FreqCasual2 <- StormData%>%
group_by(EventMod)%>%
summarize(SumCasual = sum(Casualties))%>%
arrange(desc(SumCasual))
FreqCasual2 <- FreqCasual2[1:15,]
kable(FreqCasual2)
| EventMod | SumCasual |
|---|---|
| TORNADO | 96979 |
| HEAT | 12292 |
| WIND | 10276 |
| FLOOD | 10124 |
| STORM | 7324 |
| LIGHTNING | 6046 |
| HAIL | 1376 |
| HURRICANE/TYPHOON | 1339 |
| HEAVY SNOW | 1148 |
| WILDFIRE | 986 |
| BLIZZARD | 906 |
| FOG | 796 |
| RIP CURRENT | 600 |
| WILD/FOREST FIRE | 557 |
| RIP CURRENTS | 501 |
MostDamage2 <- StormData%>%
group_by(EventMod)%>%
summarize(SumDamage = round(sum(ActDamage)/1000000))%>%
arrange(desc(SumDamage))
MostDamage2 <- MostDamage2[1:15,]
kable(MostDamage2)
| EventMod | SumDamage |
|---|---|
| FLOOD | 167379 |
| STORM | 73055 |
| HURRICANE/TYPHOON | 69306 |
| TORNADO | 56937 |
| HAIL | 15732 |
| WIND | 12451 |
| HURRICANE | 11868 |
| WILDFIRE | 4765 |
| HURRICANE OPAL | 3173 |
| WILD/FOREST FIRE | 3002 |
| HEAVY RAIN/SEVERE WEATHER | 2500 |
| DROUGHT | 1046 |
| HEAVY SNOW | 933 |
| LIGHTNING | 929 |
| HEAVY RAIN | 694 |
We see that in terms of damage there are no changes to the Top 1 in both cases, but there were such events as Blizzard, Forest Fire or Drought introduced to the Top 15 most damaging events.

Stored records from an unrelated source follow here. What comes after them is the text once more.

PR #3674, opened 2021-11-25
[National Highways] Users can give contact details

dracos:
Fixes https://github.com/mysociety/societyworks/issues/2291 [skip changelog]

### DIFF
--- a/templates/web/base/report/form/user_loggedout_by_email_password.html
+++ b/templates/web/base/report/form/user_loggedout_by_email_password.html
@@ -1,0 +1,10 @@
+<label class="hidden-js hidden-nojs js-new-report-forgotten-shown" for="password_register">[% loc('New password:') %]</label>
+<label for="password_register" class="js-new-report-forgotten-hidden">[% loc('Password (optional)') %]</label>
+[% IF field_errors.password_register %]
+<p class='form-error'>[% field_errors.password_register %]</p>
+[% END %]
+<div class="general-notes js-new-report-forgotten-hidden" id="password_register_hint">
+    <p>[% loc('Providing a password is optional, but doing so will allow you to more easily report problems, leave updates and manage your reports.') %] [% tprintf(loc('Your password should include %d or more characters.'), c.cobrand.password_minimum_length) %]</p>
+</div>
+
+<input class="form-control js-password-validate" type="password" name="password_register" id="password_register" aria-describedby="password_register_hint" value="">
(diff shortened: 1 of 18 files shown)


templates/web/base/report/form/user_loggedout_by_email_password.html
```diff
@@ -0,0 +1,14 @@
+<label class="hidden-js hidden-nojs js-new-report-forgotten-shown" for="password_register">[% loc('New password:') %]</label>
+<label for="password_register" class="js-new-report-forgotten-hidden">[% loc('Password (optional)') %]</label>
+[% IF field_errors.password_register %]
+<p class='form-error'>[% field_errors.password_register %]</p>
+[% END %]
+<div class="general-notes js-new-report-forgotten-hidden" id="password_register_hint">
+  [% IF c.cobrand.moniker == 'bromley' %]
```
chrismytton, line 7: I know this was copied from the other file, but could we potentially have a Bromley-specific version of this template, now that it's a smaller template? Would make the base template a bit cleaner.

templates/web/highwaysengland/report/form/user.html
```diff
@@ -1,6 +1,23 @@
 <!-- report/form/user.html -->
-<div class="js-new-report-user-hidden form-section-preview form-section-preview--next">
-    <button name="report_anonymously" value="yes" class="btn btn--block js-new-report-submit">Report anonymously</button>
-    <small>No personal details will be stored.</small>
+<div class="form-section-preview form-section-preview--next hidden-nojs">
+    <h2 class="form-section-heading form-section-heading--private hidden-nojs">
+        [% loc('Next:') %] [% loc('Tell us about you') %]
+    </h2>
+
+<button type="button" class="btn btn--block hidden-nojs js-reporting-page--next">Continue and provide contact details</button>
```
chrismytton, line 7: Clicking this button works fine for creating reports, but doesn't seem to work when trying to post an update.

I think it's related to the code below. The update form doesn't have the `js-reporting-page` class, so the handler isn't being triggered on the updates page.

https://github.com/mysociety/fixmystreet/blob/2762bd7bbfe8233011d4e9174932d69f2d25fade/web/cobrands/fixmystreet/fixmystreet.js#L1032-L1042

chrismytton (changes requested):

templates/web/highwaysengland/report/form/user.html
dracos: Oh, for some reason I thought there weren't updates on the NH site so didn't check it properly/didn't make sure it had the right bits in. But clearly there are! Will work it out.

templates/web/base/report/form/user_loggedout_by_email_password.html
dracos: Yep, will do

chrismytton (approved):
📛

Answering Question 1, the most damaging in terms of human casualties (considering both injuries and fatalities) were Tornado, Excessive Heat, TSTM Wind, Flood and Lightning. Answering Question 2, the most damaging in terms of property damage were Flood, Typhoon, Tornado, Storm Surge and Flash Flood.